Transcribed & marked up by Einde O’Callaghan for ETOL.

 

(Editor’s Note: This is the second installment of an essay on the war and the labor movement sent to this magazine by a Canadian contributor.)

*

ONE OF THE most important lessons of the present war flows from the collapse of the German concept of blitzkrieg as a swift and definitive annihilation of the adversary.

Hitler has won the most startling military victories in history. Yet each of his conquests, instead of bringing him closer to the finale, has served only to broaden the scope of his war tasks. Of the blitzkrieg there remain only blitz-battles on rapidly changing fronts, which are mere stepping stones to evermore intricate military, economic and political problems.

Moreover, we must bear in mind that the present war is only the prelude to the most formidable armed conflict between the real contenders for world domination, the United States and Germany. Even more than the present war, this impending conflict will be long in duration and universal in scope. This perspective justifies our attempt, while there is still time for revolutionaries to communicate through the printed word, to arrive at a few general conclusions and predictions about total war and its influence on the class struggle, however schematic and one-sided they may be, in view of the novelty of the problem.

The outstanding feature of total war is that it represents the most gigantic economic enterprise of human history, an industrial revolution in its own right, which will change the face of society no less than did the industrial revolution of rising capitalism.

I shall not at this time deal with the question of how a prolonged total war will affect the position of the capitalists as a social class. I shall take up this problem in the discussion columns of this magazine. As for the working class, the war not only puts an end to the standing army of unemployed created by the general decline of capitalism, but also increases the numerical strength of this class far beyond its peacetime size.
 

Social Position of the Proletariat

Basing themselves on the experience of the last war, Allied technicians have estimated that the ratio between the number of soldiers and the number of workers at home necessary to supply the army and civilian masses would be from 1 : 5 to 1 : 7 for the Allies, and from 1 : 10 to 1 : 12 for Germany. As for the United States, this ratio was in the neighborhood of 1 : 8 during the last World War.

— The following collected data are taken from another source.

PR #2892, opened 2021-11-07
MGMT-8167: Move `assisted_service_api.py` from test_infra to be included in the service

eliorerz:
The `assisted_service_api.py` is basically part of `assisted_service_client` python library.
Now it is also needed to be as part as `assisted-events-scrap` project.
After this PR is merged, https://github.com/openshift/assisted-test-infra/blob/master/discovery-infra/test_infra/assisted_service_api.py and https://github.com/openshift-assisted/assisted-events-scrap/blob/master/ai_client/assisted_service_api.py will be removed and deprecated

- [ ] Cloud
- [ ] None

## Assignees

/cc @osherdp 
/cc @michaellevy101

### DIFF
--- a/hack/generate.sh
+++ b/hack/generate.sh
@@ -33,8 +33,9 @@ function generate_python_client() {
         -v "${__root}"/tools/generate_python_client.sh:/script.sh:ro,Z \
         -e SWAGGER_FILE=/swagger.yaml -e OUTPUT=/local/assisted-service-client/ \
         quay.io/ocpmetal/swagger-codegen-cli:2.4.15 /script.sh
-     cd "${dest}"/assisted-service-client/ && python3 setup.py sdist --dist-dir "${dest}"
-     cd "${dest}"/assisted-service-client/ && python3 "${__root}"/tools/client_package_initializer.py "${dest}"/assisted-service-client/  https://github.com/openshift/assisted-service --build
+     cd "${dest}"/assisted-service-client/ && python3 "${__root}"/tools/client_package_initializer.py "${dest}"/assisted-service-client/  https://github.com/openshift/assisted-service "${__root}"/tools/python_api_client_extra_files/ --build
+     rm "${dest}"/assisted-service-client-1.0.0.tar.gz
+     cp "${dest}"/assisted-service-client/dist/assisted-service-client-*.tar.gz "${dest}"
 }
 
 function generate_mocks() {
--- a/tools/client_package_initializer.py
+++ b/tools/client_package_initializer.py
@@ -1,7 +1,9 @@
 import argparse
 import os
+import shutil
 import subprocess
-from typing import Dict
+from pathlib import Path
+from typing import Dict, List
 
 
 class Setup:
@@ -59,8 +61,9 @@ class SetupInitializer:
     DEFAULT_VERSION_PATH = "version.txt"
     DEFAULT_README_PATH = "README.md"
 
-    def __init__(self, project_path: str, url: str) -> None:
+    def __init__(self, project_path: str, url: str, client_added_files: str) -> None:
         self._project_path = project_path
+        self._client_added_files_dir = client_added_files
         self._setup_path = os.path.join(project_path, self.DEFAULT_SETUP_PATH)
         self._url = url
         self._version = None
@@ -73,6 +76,10 @@ class SetupInitializer:
 
         with open(os.path.join(self._project_path, "MANIFEST.in"), "w") as f:
             f.write(f"include {self.DEFAULT_README_PATH}")
+
+    def _copy_client_extra_modules(self) -> None:
+        for src_file in Path(self._client_added_files_dir).glob("*.py"):
+            shutil.copy(src_file, os.path.join(self._project_path, "assisted_service_client"))
 
     def _load_readme(self) -> None:
         with open(os.path.join(self._project_path, "README.md")) as f:
@@ -97,6 +104,7 @@ class SetupInitializer:
                 data += line
 
         setup = self._execute(data)["SETUP"]
+        self._append_missing_requirements(setup)
         for key in self._setup_data.keys():
             try:
                 setup.pop(key)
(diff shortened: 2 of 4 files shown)


tools/client_package_initializer.py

However inexact these estimates, there can be no doubt that the war brings about a real mushroom growth of the industrial working class. This development will only be accentuated by the weakening of the ruling classes through the exhaustion of war and the pauperization of the middle classes whom war will free from their present inclination toward fascism as a way out of insecurity. Thus war will not lessen but rather increase the specific gravity of the working masses in society.

This general trend, however, is being to some extent offset by counteracting forces. Germany, having assimilated the lesson of her own industrial restoration after the Versailles Treaty, has been systematically dismantling the economies (and especially the industries) of her conquered adversaries. This procedure has brought in its wake a decline in the strength of the working classes in those countries. Large masses of industrial workers in Poland, France and Czechoslovakia are being reduced to the status of slave-laborers and farm-hands, at the mercy of the German conquerors or their native mercenaries.

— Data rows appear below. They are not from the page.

PR #2912, opened 2021-11-11
MGMT-8079: reboot BMH on unbind-pending-user-action

slaviered:
# Assisted Pull Request

## Description
- Ask BMH to reboot the agent from ISO on late unbind scenario when the agent mark that it is ready by setting UnbindCondition to UnbindingPendingUserActionReason

- This is done by re-attaching the BMH and removing the image URL so the provisioning cycle will restart

- [x] New Feature
- [ ] Bug fix
- [ ] Tests
- [ ] Documentation
- [ ] CI/CD 

- [ ] Cloud
- [ ] None

## How was this code tested?

- [x] dev-scripts environment
- [ ] No tests needed

## Assignees

/cc @
/cc @

## Checklist

## Reviewers Checklist

### DIFF
--- a/internal/controller/controllers/bmh_agent_controller.go
+++ b/internal/controller/controllers/bmh_agent_controller.go
@@ -256,6 +256,19 @@ func (r *BMACReconciler) Reconcile(origCtx context.Context, req ctrl.Request) (c
 		return result.Result()
 	}
 
+	result = r.reconcileUnboundAgent(log, bmh, agent)
+	if result.Dirty() {
+		err := r.Client.Update(ctx, bmh)
+		if err != nil {
+			log.WithError(err).Errorf("Error adding reset annotation on BMH for unbound agent")
+			return reconcileError{err}.Result()
+		}
+	}
+
+	if result.Stop(ctx) {
+		return result.Result()
+	}
+
 	result = r.ensureMCSCert(ctx, log, bmh, agent)
 	if result.Dirty() {
 		err := r.Client.Update(ctx, bmh)
@@ -502,6 +515,33 @@ func (r *BMACReconciler) reconcileAgentInventory(log logrus.FieldLogger, bmh *bm
 	log.Debugf("Agent Inventory reconciled to BMH \n %v \n %v", agent, bmh)
 	return reconcileComplete{dirty: true}
 
+}
+
+// Ask BMH to reboot the host if the agent is unbound after installation
+//
+// By re-attaching the BMH and clearing the Image field on it, BMAC will clear
+// the Image data to force the boot from ISO
+//
+func (r *BMACReconciler) reconcileUnboundAgent(log logrus.FieldLogger, bmh *bmh_v1alpha1.BareMetalHost, agent *aiv1beta1.Agent) reconcileResult {
+	log.Debugf("Started Unbound Agent reconcile for agent %s/%s and bmh %s/%s", agent.Namespace, agent.Name, bmh.Namespace, bmh.Name)
+
+	// proceed with the reconcile only when the agent ask for user action following unbinding
+	boundCondition := conditionsv1.FindStatusCondition(agent.Status.Conditions, aiv1beta1.BoundCondition)
+	if boundCondition == nil || boundCondition.Reason != aiv1beta1.UnbindingPendingUserActionReason {
+		log.Debugf("Skipping Unbound Agent reconcile \n %v", agent)
+		return reconcileComplete{}
+	}
+
+	// re-attach the bmh and clear the ISO url to force ironic image refresh
+	// and re-conciliation of BMH and agent. Also, clear the hw details just
+	// in case. They will be regenerated in the reconciles following the agent's
+	// reboot
+	delete(bmh.ObjectMeta.Annotations, BMH_DETACHED_ANNOTATION)
+	delete(bmh.ObjectMeta.Annotations, BMH_HARDWARE_DETAILS_ANNOTATION)
+	bmh.Spec.Image = nil
+
+	log.Infof("Unbound Agent reconciled to BMH \n %v \n %v", agent, bmh)
+	return reconcileComplete{dirty: true, stop: true}
 }
 
 // Utility to verify whether a BMH should be reconciled based on the InfraEnv
--- a/internal/controller/controllers/bmh_agent_controller_test.go
+++ b/internal/controller/controllers/bmh_agent_controller_test.go
@@ -1051,6 +1051,33 @@ var _ = Describe("bmac reconcile", func() {
 				Expect(updatedHost.Spec.Image.URL).ToNot(Equal(infraEnv.Status.ISODownloadURL))
 			})
 		})
+
+		Context("when Agent is unbound-pending-on-user-action", func() {
+			It("should remove the detached annotation and clear the ISO", func() {
+				agent.Status.Conditions = []conditionsv1.Condition{
+					{
+						Type:   v1beta1.BoundCondition,
+						Status: corev1.ConditionTrue,
+						Reason: v1beta1.UnbindingPendingUserActionReason,
+					},
+				}
+				Expect(c.Update(ctx, agent)).To(BeNil())
+				hostBeforeReconcile := &bmh_v1alpha1.BareMetalHost{}
+				_ = c.Get(ctx, types.NamespacedName{Name: host.Name, Namespace: testNamespace}, hostBeforeReconcile)
+				Expect(hostBeforeReconcile.Spec.Image).NotTo(BeNil())
+
+				result, err := bmhr.Reconcile(ctx, newBMHRequest(host))
+				Expect(err).To(BeNil())
+				Expect(result).To(Equal(ctrl.Result{}))
+
+				updatedHost := &bmh_v1alpha1.BareMetalHost{}
+				err = c.Get(ctx, types.NamespacedName{Name: host.Name, Namespace: testNamespace}, updatedHost)
+				Expect(err).To(BeNil())
+				Expect(updatedHost.ObjectMeta.Annotations).NotTo(HaveKey(BMH_DETACHED_ANNOTATION))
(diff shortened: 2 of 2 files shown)


internal/controller/controllers/bmh_agent_controller.go
```diff
@@ -496,6 +510,42 @@ func (r *BMACReconciler) reconcileAgentInventory(log logrus.FieldLogger, bmh *bm
...
+
+	// bmhAnnotations := bmh.ObjectMeta.GetAnnotations()
+	// if _, ok := bmhAnnotations[BMH_REBOOT_ANNOTATION]; ok {
+	// 	return reconcileComplete{}
+	// }
+	// //use the default reset mode (soft reset)
+	// bmh.ObjectMeta.Annotations[BMH_REBOOT_ANNOTATION] = ""
+
+	log.Debugf("Unbound Agent reconciled to BMH \n %v \n %v", agent, bmh)
+	return reconcileComplete{dirty: true}
```
flaper87, line 546:
```suggestion
	return reconcileComplete{dirty: true, stop: true}
```

It'd be better to stop the reconcile loop as we know the following steps won't be useful for this specific BMH. We need the loop to start again so that the ISO can be copied into the BMH.

internal/controller/controllers/bmh_agent_controller.go
```diff
@@ -496,6 +510,42 @@ func (r *BMACReconciler) reconcileAgentInventory(log logrus.FieldLogger, bmh *bm
...
+	}
+
+	if bmh.ObjectMeta.Annotations == nil {
+		bmh.ObjectMeta.Annotations = make(map[string]string)
+	}
+
+	// re-attach the bmh and clear the ISO url to force ironic image refresh
+	// and re-conciliation of BMH and agent
+	delete(bmh.ObjectMeta.Annotations, BMH_DETACHED_ANNOTATION)
+	bmh.Spec.Image = nil
```
flaper87, line 536: Not strictly required but it may be good to also clean the `HardwareDetails` from the BMH status so that it will be reconciled again once the new agent boots.

flaper87 (changes requested):
BMAC will get the (new) agent based on the following criteria: 

https://github.com/openshift/assisted-service/blob/6a0dcf6dae2e2ffc0a936fd6b8becd674a0fac71/internal/controller/controllers/bmh_agent_controller.go#L880-L895

It should all work as expected.

internal/controller/controllers/bmh_agent_controller.go
```diff
@@ -496,6 +510,42 @@ func (r *BMACReconciler) reconcileAgentInventory(log logrus.FieldLogger, bmh *bm
...
+		return reconcileComplete{}
+	}
+
+	if bmh.ObjectMeta.Annotations == nil {
+		bmh.ObjectMeta.Annotations = make(map[string]string)
+	}
+
+	// re-attach the bmh and clear the ISO url to force ironic image refresh
+	// and re-conciliation of BMH and agent
+	delete(bmh.ObjectMeta.Annotations, BMH_DETACHED_ANNOTATION)
```
rollandf, line 535: Maybe only delete if annotations is not nil?
if bmh.ObjectMeta.Annotations != nil {
		delete(bmh.ObjectMeta.Annotations, BMH_DETACHED_ANNOTATION)
}

internal/controller/controllers/bmh_agent_controller.go
```diff
@@ -71,6 +71,7 @@ const (
 	BMH_API_VERSION                     = "baremetal.cluster.k8s.io/v1alpha1"
 	BMH_DETACHED_ANNOTATION             = "baremetalhost.metal3.io/detached"
 	BMH_INSPECT_ANNOTATION              = "inspect.metal3.io"
+	BMH_REBOOT_ANNOTATION               = "reboot.metal3.io"
```
rollandf, line 74: This is not used eventually. Also remove the code comments referring to it.

internal/controller/controllers/bmh_agent_controller.go
slaviered: why? delete will not fail if it is not there and the action is idempotent

internal/controller/controllers/bmh_agent_controller.go
```diff
@@ -496,6 +510,42 @@ func (r *BMACReconciler) reconcileAgentInventory(log logrus.FieldLogger, bmh *bm
...
+//
+func (r *BMACReconciler) reconcileUnboundAgent(log logrus.FieldLogger, bmh *bmh_v1alpha1.BareMetalHost, agent *aiv1beta1.Agent) reconcileResult {
+	log.Debugf("Started Unbound Agent reconcile for agent %s/%s and bmh %s/%s", agent.Namespace, agent.Name, bmh.Namespace, bmh.Name)
+
+	// proceed with the reconcile only when the agent ask for user action following unbinding
+	boundCondition := conditionsv1.FindStatusCondition(agent.Status.Conditions, aiv1beta1.BoundCondition)
+	if boundCondition == nil || boundCondition.Reason != aiv1beta1.UnbindingPendingUserActionReason {
+		return reconcileComplete{}
+	}
+
```
rollandf, line 528: Maybe add an info log that we are in this flow?

internal/controller/controllers/bmh_agent_controller.go
slaviered: After inspecting the code more closely: we do not need the if at all. delete will work both on nil and existing maps. Removing the redundant allocation

internal/controller/controllers/bmh_agent_controller.go
```diff
@@ -496,6 +509,32 @@ func (r *BMACReconciler) reconcileAgentInventory(log logrus.FieldLogger, bmh *bm
...
+	// re-attach the bmh and clear the ISO url to force ironic image refresh
+	// and re-conciliation of BMH and agent. Also, clear the hw details just
+	// in case. They will be regenerated in the reconciles following the agent's
+	// reboot
+	delete(bmh.ObjectMeta.Annotations, BMH_DETACHED_ANNOTATION)
+	delete(bmh.ObjectMeta.Annotations, BMH_HARDWARE_DETAILS_ANNOTATION)
+	bmh.Spec.Image = nil
+
+	log.Debugf("Unbound Agent reconciled to BMH \n %v \n %v", agent, bmh)
```
rollandf, line 534: I think that we can have this in Info. It is important enough and not going to happen a lot of times.

internal/controller/controllers/bmh_agent_controller_test.go
```diff
@@ -1051,6 +1051,29 @@ var _ = Describe("bmac reconcile", func() {
...
+				}
+				Expect(c.Update(ctx, agent)).To(BeNil())
+				result, err := bmhr.Reconcile(ctx, newBMHRequest(host))
+				Expect(err).To(BeNil())
+				Expect(result).To(Equal(ctrl.Result{}))
+
+				updatedHost := &bmh_v1alpha1.BareMetalHost{}
+				err = c.Get(ctx, types.NamespacedName{Name: host.Name, Namespace: testNamespace}, updatedHost)
+				Expect(err).To(BeNil())
+				Expect(updatedHost.ObjectMeta.Annotations).NotTo(HaveKey(BMH_DETACHED_ANNOTATION))
```
rollandf, line 1072: Maybe make sure we have the annotations and spec.Image in the BMH at the beginning of the test?

rollandf:
Looks good.
Let's have @flaper87 a chance to have another look before approving

internal/controller/controllers/bmh_agent_controller.go
```diff
@@ -496,6 +509,32 @@ func (r *BMACReconciler) reconcileAgentInventory(log logrus.FieldLogger, bmh *bm
...
+// By re-attaching the BMH and clearing the Image field on it, BMAC will clear
+// the Image data to force the boot from ISO
+//
+func (r *BMACReconciler) reconcileUnboundAgent(log logrus.FieldLogger, bmh *bmh_v1alpha1.BareMetalHost, agent *aiv1beta1.Agent) reconcileResult {
+	log.Debugf("Started Unbound Agent reconcile for agent %s/%s and bmh %s/%s", agent.Namespace, agent.Name, bmh.Namespace, bmh.Name)
+
+	// proceed with the reconcile only when the agent ask for user action following unbinding
+	boundCondition := conditionsv1.FindStatusCondition(agent.Status.Conditions, aiv1beta1.BoundCondition)
+	if boundCondition == nil || boundCondition.Reason != aiv1beta1.UnbindingPendingUserActionReason {
+		return reconcileComplete{}
```
flaper87, line 523: It'd be useful to have a debug line here mentioning that we are skipping the reconcile for unbound agents

internal/controller/controllers/bmh_agent_controller.go
```diff
@@ -1147,6 +1186,11 @@ func (r *BMACReconciler) newSpokeBMH(log logrus.FieldLogger, bmh *bmh_v1alpha1.B
 		if _, err := r.reconcileAgentInventory(log, bmhSpoke, agent).Result(); err != nil {
 			return err
 		}
+
+		// check if we need to reset the agent in case of unbinding after installation
+		if _, err := r.reconcileUnboundAgent(log, bmhSpoke, agent).Result(); err != nil {
+			return err
+		}
```
flaper87, line 1193: Could you elaborate on why this is needed here? Asking because this function is called *only* for day2 hosts and it modifies the BMH CR in the *spoke* cluster. This is done by copying the hub's BMH data and creating a new CR so we can expect the spoke BMH to be the same as the hub's.

internal/controller/controllers/bmh_agent_controller.go
slaviered: It was not called by design because in most case the call will be skipped. In Debug mode the log will be littered with these non useful logs. The case where we do find unbound case is clearly documented

flaper87 (approved):
:pizza:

From these undeniable facts some former socialists in Europe have drawn the conclusion that Trotsky’s forecast about the end of the proletariat’s socialist mission under totalitarian regimes has already come to pass. But such a conclusion is as hasty as it is ill-considered.

The economic status of the conquered countries of Europe is still hanging fire, pending the final outcome of the military struggle. France, for example, is still wavering between the rôle of an imperialist country and that of a defeated and dismembered people confronted with the task of national liberation.
 

Proletarian Militancy Inevitable

On the other hand, the frequently invoked dictum that the political mentality of the masses tends to straggle behind economic developments is working at this juncture on the side of the proletarian revolution. The French, Polish and Czech workers, uprooted from their social milieu, still remain proletarians in their minds, and one can safely predict that they will remain so for quite some years to come. Their nationalist sentiments will be inseparably linked with the aspiration of regaining their former social status, which will drive a wedge between them and the defeated bourgeoisie.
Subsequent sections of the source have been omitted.